# uk tax issues for retired



## palace-eagles (Aug 14, 2014)

I am a uk non resident recently retired in Germany.
I will be receiving my uk pension in a german bank and receive uk private pension income in a uk bank. I have just received a letter from one of these pensions stating uk customs have told them to apply my income with the tax code 686L . Questions...

1) why 686L and not full tax relief of 10,000 gbp. per anum
2) does double taxation treaty apply for private pensions.

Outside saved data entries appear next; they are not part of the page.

PR #990, opened 2026-08-25
ci: accept main as well as master in workflow triggers

aevv:
Preflight for the org-wide default branch rename to `main`.

Workflow triggers now match both `master` and `main`, so nothing stops
firing during the rename. The `master` entries are removed in the follow-up
cleanup PR after the default branch has been flipped.

### DIFF
--- a/.github/workflows/auto-format.yml
+++ b/.github/workflows/auto-format.yml
@@ -5,6 +5,7 @@ on:
     branches-ignore:
       - master
       - main
+      - main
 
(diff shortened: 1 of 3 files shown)


aevv:
Closing as a no-op: this repo's workflow triggers already accept both `master` and `main`, so no preflight is needed before the default branch rename. The diff here was a duplicate entry produced by a bug in the migration script, since fixed.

Hope some tax wizzard can help.

Thanks


----------



## _shel (Mar 2, 2014)

Do you have another income source in the UK or get a lump sum with the pension?


----------



## palace-eagles (Aug 14, 2014)

*tax issues*

Yes, I have received a lump sums with the insurances.


----------



## palace-eagles (Aug 14, 2014)

Yes I received a lump sum and baught a SIPP which provides income. I have also a cash lump sum which is invested as cash in uk bank ...I will be receiving income as well from this pension.


----------



## _shel (Mar 2, 2014)

Then that is likely why, your tax allowance will be split between the income sources.


----------



## Nignoy (Jun 4, 2010)

Don't forget any monies coming into a german bank accountis liable for german tax as well


----------